At Brooklyn College, there was a mandatory speech class in your freshman year.  The course that I took was taught by an actor, a Broadway actor who was out of work and got a job teaching in the Speech Department at Brooklyn.  His name was Arnold Moss.

Oh, yes, a fine character actor with a deep, Shakespearean voice.

He was a dynamic teacher.  So when the term ended, I thought, I’m going to look for something else that this guy teaches.  I searched around and found out that he was teaching an acting class.  I signed up for it for the following semester, and I got hooked.  That was the end of my dream of my becoming a sportswriter.

Was your family affected by the Great Depression?

My father was a tailor.  He had a store that was just opposite a Long Island Railroad station in Howard Beach.  There were people living in Howard Beach who went into the city to work, [and] Howard Beach had a lot of firemen and policemen living in the town, and they were all customers of my father.  They’d bring their uniforms in, the cops and firemen would, and the accountants and the lawyers and so on who would take the Long Island Railroad into town would bring their clothes in to my father to be dry cleaned or pressed.  And that way my father was able to get through the Depression.  It was tight, it was very close, but he was able to do so.
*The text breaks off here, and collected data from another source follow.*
PR #3103, opened 2026-07-20
chore: disable require-meta-languages rule to avoid breaking changes

ota-meshi:
This PR disables the `eslint-plugin/require-meta-languages` rule in our ESLint config.

It appears that the new `eslint-plugin-eslint-plugin` introduced the `eslint-plugin/require-meta-languages` rule, but we do not need it at this time.

### DIFF
--- a/eslint.config.mjs
+++ b/eslint.config.mjs
@@ -316,7 +316,8 @@ export default typegen([
         { pattern: 'https://eslint.vuejs.org/rules/{{name}}.html' }
       ],
       'internal/no-invalid-meta': 'error',
-      'internal/no-invalid-meta-docs-categories': 'error'
+      'internal/no-invalid-meta-docs-categories': 'error',
+      'eslint-plugin/require-meta-languages': 'off'
     }
   },
   {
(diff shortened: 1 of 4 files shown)


eslint.config.mjs
```diff
@@ -316,15 +316,17 @@ export default typegen([
...
     }
   },
   {
     files: ['eslint-internal-rules/*.js'],
     rules: {
       'eslint-plugin/require-meta-docs-url': 'off',
       'internal/no-invalid-meta': 'error',
-      'internal/no-invalid-meta-docs-categories': 'error'
+      'internal/no-invalid-meta-docs-categories': 'error',
+      'eslint-plugin/require-meta-languages': 'off' // We are intentionally disabling it because it is a breaking change.
```
FloEdelmann: We could probably enable it for our internal rules. I'm also fine with keeping it disabled for them, too, but then the comment is wrong here.

eslint.config.mjs
```diff
@@ -316,15 +316,17 @@ export default typegen([
         { pattern: 'https://eslint.vuejs.org/rules/{{name}}.html' }
       ],
       'internal/no-invalid-meta': 'error',
-      'internal/no-invalid-meta-docs-categories': 'error'
+      'internal/no-invalid-meta-docs-categories': 'error',
+      'eslint-plugin/require-meta-languages': 'off'
```
FloEdelmann: Please sort `eslint-plugin/require-meta-languages` after `eslint-plugin/require-meta-docs-url` to keep them together and ordered alphabetically.

FloEdelmann (changes requested):

ota-meshi:
Thanks for the review! I've updated the pull request.
Could you please check it again?

FloEdelmann (approved):
Looks good now, thanks!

My father was not an intellectual man, but he loved music.  When he’d open the store every morning, he would turn the radio on to WQXR.  Classical music, all day long in the store.  My sister grew up with that too.  My sister, Harriet Wingreen, has been the orchestra pianist of the New York Philharmonic for about thirty-five years.  She is five years younger than I am.  She really got the music life, and music itself drilled into her.  She went to Juilliard, and on from there.  I would say she’s the real talent of the family.  I’m just an actor.

From where does your family name originate?

It originated from, I think, Hungary, but we’re not Hungarian.  My parents both came from Lithuania.  We’re Jewish.  The name was Vengeren when my father got to Ellis Island, and at Ellis Island they Americanized it and gave him Wingreen.  They did that with all immigrants in those days.  My father met my mother when they were both in this country.  It was an arranged date, by the families.  My father came to this country – he was born in 1890 – when he was sixteen years old.  Alone.  He took a boat here with nothing except the name of a family, who were not relatives but friends, going back to the old country, and an address in Brooklyn.  He went to these people and they took him in and helped him to grow up there and to get a job.

So after you started studying acting with Arnold Moss, then what happened?

I joined the undergraduate theater group, called the Masquers.  Ultimately, in my senior year, I was president of the Masquers, and played the lead in the school play that the undergraduates put on every year.  I graduated in June 1941.

At that time, The New York Times was running an ad campaign, and it was “I Got My Job Through The New York Times.”  That was their slogan.  Well, I got my job through The New York Times.  I answered an ad in the Times one morning, which said, “Wanted: Young man to assist with marionette production.  No experience necessary.  Must have driver’s license.”

Well, I had a driver’s license.  I certainly had no experience being a puppeteer or a marionette, but I was a would-be actor.  So I answered the ad, and got a postcard back from the people inviting me to meet with them at their loft studio in Manhattan.  So I went, and auditioned for them with my voice.  They said they would teach me puppeteering, but they needed someone who could act the roles.  It was a company called the Berkeley Marionettes.  It was run by a man and his wife, Stepan and Flo, and their daughter.  They had two puppet companies which toured the city school system in New York, and in outlying areas too – Connecticut, New Jersey.  Stepan was the booker.  He would got to the various schools and book the shows, and Flo would preside over the actual puppeteering and write the scripts.  They were pretty much all shows based on classic children’s books.  The Mark Twain books, The Prince and the Pauper, Tom Sawyer, that kind of material.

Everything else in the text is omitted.